START Given information
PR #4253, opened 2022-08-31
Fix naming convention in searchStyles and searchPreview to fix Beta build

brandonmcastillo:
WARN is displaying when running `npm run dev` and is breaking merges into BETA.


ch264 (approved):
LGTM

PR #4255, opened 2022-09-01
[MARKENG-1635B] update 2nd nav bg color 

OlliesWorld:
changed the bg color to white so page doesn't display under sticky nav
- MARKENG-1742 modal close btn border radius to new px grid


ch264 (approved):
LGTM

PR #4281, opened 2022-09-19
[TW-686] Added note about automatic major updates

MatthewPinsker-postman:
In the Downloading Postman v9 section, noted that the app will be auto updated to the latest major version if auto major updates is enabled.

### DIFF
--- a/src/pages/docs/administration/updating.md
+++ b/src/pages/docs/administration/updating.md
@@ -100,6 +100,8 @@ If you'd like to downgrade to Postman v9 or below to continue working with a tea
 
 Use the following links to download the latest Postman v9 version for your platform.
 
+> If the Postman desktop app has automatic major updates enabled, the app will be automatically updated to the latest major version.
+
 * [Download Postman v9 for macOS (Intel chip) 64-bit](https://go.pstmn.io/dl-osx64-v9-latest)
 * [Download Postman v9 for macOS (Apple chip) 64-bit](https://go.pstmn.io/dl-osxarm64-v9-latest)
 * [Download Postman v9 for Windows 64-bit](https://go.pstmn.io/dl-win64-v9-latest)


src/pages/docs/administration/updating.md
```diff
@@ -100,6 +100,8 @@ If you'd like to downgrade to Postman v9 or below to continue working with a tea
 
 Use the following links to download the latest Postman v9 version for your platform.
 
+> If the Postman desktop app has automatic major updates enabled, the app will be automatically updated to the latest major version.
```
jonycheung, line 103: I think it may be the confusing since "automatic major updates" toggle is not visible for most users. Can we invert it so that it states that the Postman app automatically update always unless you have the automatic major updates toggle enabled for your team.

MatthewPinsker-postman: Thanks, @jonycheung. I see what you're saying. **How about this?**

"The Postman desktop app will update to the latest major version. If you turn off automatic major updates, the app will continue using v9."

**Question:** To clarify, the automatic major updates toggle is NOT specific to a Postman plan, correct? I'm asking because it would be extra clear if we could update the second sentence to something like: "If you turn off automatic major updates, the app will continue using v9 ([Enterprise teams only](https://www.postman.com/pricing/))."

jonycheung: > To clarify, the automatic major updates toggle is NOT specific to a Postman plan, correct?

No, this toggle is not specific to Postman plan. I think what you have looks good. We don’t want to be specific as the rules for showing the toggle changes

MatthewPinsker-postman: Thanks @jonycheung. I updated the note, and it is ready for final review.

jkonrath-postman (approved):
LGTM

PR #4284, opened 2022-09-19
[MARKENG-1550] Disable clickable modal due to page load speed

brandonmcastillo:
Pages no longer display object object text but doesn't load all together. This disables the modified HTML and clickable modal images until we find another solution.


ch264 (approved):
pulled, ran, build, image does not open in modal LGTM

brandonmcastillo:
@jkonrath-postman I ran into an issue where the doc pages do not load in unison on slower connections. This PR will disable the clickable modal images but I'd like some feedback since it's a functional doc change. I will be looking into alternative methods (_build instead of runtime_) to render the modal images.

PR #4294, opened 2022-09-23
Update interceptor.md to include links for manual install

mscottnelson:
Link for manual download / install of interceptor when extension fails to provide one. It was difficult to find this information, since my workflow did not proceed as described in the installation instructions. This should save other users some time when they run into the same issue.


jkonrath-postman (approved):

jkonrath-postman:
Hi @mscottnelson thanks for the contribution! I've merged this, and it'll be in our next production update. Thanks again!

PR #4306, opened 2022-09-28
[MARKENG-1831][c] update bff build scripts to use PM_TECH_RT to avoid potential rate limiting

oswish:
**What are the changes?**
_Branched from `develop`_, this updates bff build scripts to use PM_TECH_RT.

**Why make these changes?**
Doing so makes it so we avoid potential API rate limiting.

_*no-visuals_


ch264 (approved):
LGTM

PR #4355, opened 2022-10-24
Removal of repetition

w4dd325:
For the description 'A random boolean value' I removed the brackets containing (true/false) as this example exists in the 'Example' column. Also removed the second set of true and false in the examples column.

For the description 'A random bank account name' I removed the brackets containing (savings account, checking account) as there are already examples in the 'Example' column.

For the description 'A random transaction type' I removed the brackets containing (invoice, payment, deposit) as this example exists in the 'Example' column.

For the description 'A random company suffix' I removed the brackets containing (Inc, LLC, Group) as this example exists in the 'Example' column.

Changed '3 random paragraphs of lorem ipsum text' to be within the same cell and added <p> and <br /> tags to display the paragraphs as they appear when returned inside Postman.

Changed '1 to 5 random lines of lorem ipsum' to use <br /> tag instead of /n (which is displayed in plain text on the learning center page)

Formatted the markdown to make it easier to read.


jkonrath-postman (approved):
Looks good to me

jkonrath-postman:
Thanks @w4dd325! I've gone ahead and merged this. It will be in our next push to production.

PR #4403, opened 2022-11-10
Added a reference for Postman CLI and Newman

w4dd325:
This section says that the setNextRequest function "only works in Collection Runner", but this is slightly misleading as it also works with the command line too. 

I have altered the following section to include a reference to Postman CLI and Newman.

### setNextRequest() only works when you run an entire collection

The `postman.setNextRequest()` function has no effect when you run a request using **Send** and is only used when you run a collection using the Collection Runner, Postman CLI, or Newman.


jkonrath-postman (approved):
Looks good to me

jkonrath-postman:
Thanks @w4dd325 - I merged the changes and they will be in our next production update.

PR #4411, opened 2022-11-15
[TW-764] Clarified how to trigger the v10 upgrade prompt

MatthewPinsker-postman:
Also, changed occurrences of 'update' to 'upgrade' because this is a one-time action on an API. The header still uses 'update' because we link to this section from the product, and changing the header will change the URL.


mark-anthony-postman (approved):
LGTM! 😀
END Given information
## Assignment
Reproduce, exactly as they stand in the data above, the lines from the one that holds "PR #4403, opened 2022-11-10" to the one that holds "This section says", inclusive.

## Completed exercise
PR #4403, opened 2022-11-10
Added a reference for Postman CLI and Newman

w4dd325:
This section says that the setNextRequest function "only works in Collection Runner", but this is slightly misleading as it also works with the command line too. 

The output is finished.